Abandonment

Woke up. The same emptyness as every morning. I thought, great just another day. Just another boring house that was as big as it was empty.

 

I wasn’t excited about waking up though. It was just a school day (homeschool of course i’ll get into that in a moment) plus, it was christmas. Most people seem to be in such a good mood during this season while i’m stuck with no friends and no parents around. And thats the reason i hate holidays the most.

 

My parents are alive, but it doesnt feel that way. Theyre always busy with something. They always had and i quote, “important bussiness to attend to”. And ı have asked tyhem so many times but they were always so tense and with no exceptions put me off. So eventually, i stopped.

 

By the way, my parents are filthy rich. A richness most people cant even imagine of. The old money type of course. Thats because its not possible to have this kind of money within one life time. Elon musk feels like a joke beside them. I don’t even kno9w if im going to be allowed to post this. The world is not even aware about how rich some people are.

 

And so as a result, I dont go to a regular school and am being home schooled right now. Not about the regular and basic topics as imagined. But about how to rule the world. Because thats what my family does. About economy and the stock market. And sometimes even theres topics i can chose myself such as music and visual arts. I love to paint and play the guitar. Theyr’e the one thing that gets my mind off of the real world. I dont even know what would i do if there was no music. Anyways, my parents are not that bad i guess.

 

That lead me to having basically no social life or friends. Even though i like being in my own company, it sometimes hurts. It hurst so much that i question if it would be better to end it all. Maybe i should just just end my suffering. Maybe its better not to be than not having a life.

 

That was it. That was the way to finally peace and quiet. That was the way to getting rid of my 18 years worth of pain. I even planned the time. New years  was perfect. They were never forgetting what abandoning did to a child.

-30.12-

Its the day before new years. Woke up. My parents werent back from their “work trip”.

-31.12-

Its new years eve. Of course they’re not here

 

-31.12, around 11pm-

Got up to the rooftop. It’s so high that i can even see the buildings at the side of our property(normally its not possible since the garden is that big)

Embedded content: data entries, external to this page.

PR #224, opened 2019-10-22
fix bridging builtin_interfaces Duration and Time

dirk-thomas:
Based on https://answers.ros.org/question/335602/ros1_bridge-for-builtin-interfaces-results-in-an-error/


dirk-thomas:
[Build Status](https://ci.ros2.org/view/All/job/ci_packaging_linux/270/)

Listened to the wind. Tried to find a meaning in it’s melody and warmness.

Got a little closer to the edge andd just stood there for a minute.

This was it.

Said my goodbyes to muttering to myself since there was so little. Maybe to my dog maya shes the only living being that cared about me afterall.

 

I left myself in the mercy of the breeze.

 

Finally, the peace i yearned for.

 

There was a few seconds left to the new year,

until i saw my parents running to me, in slow motion.

 

I chuckled while falling to my death, How ironic.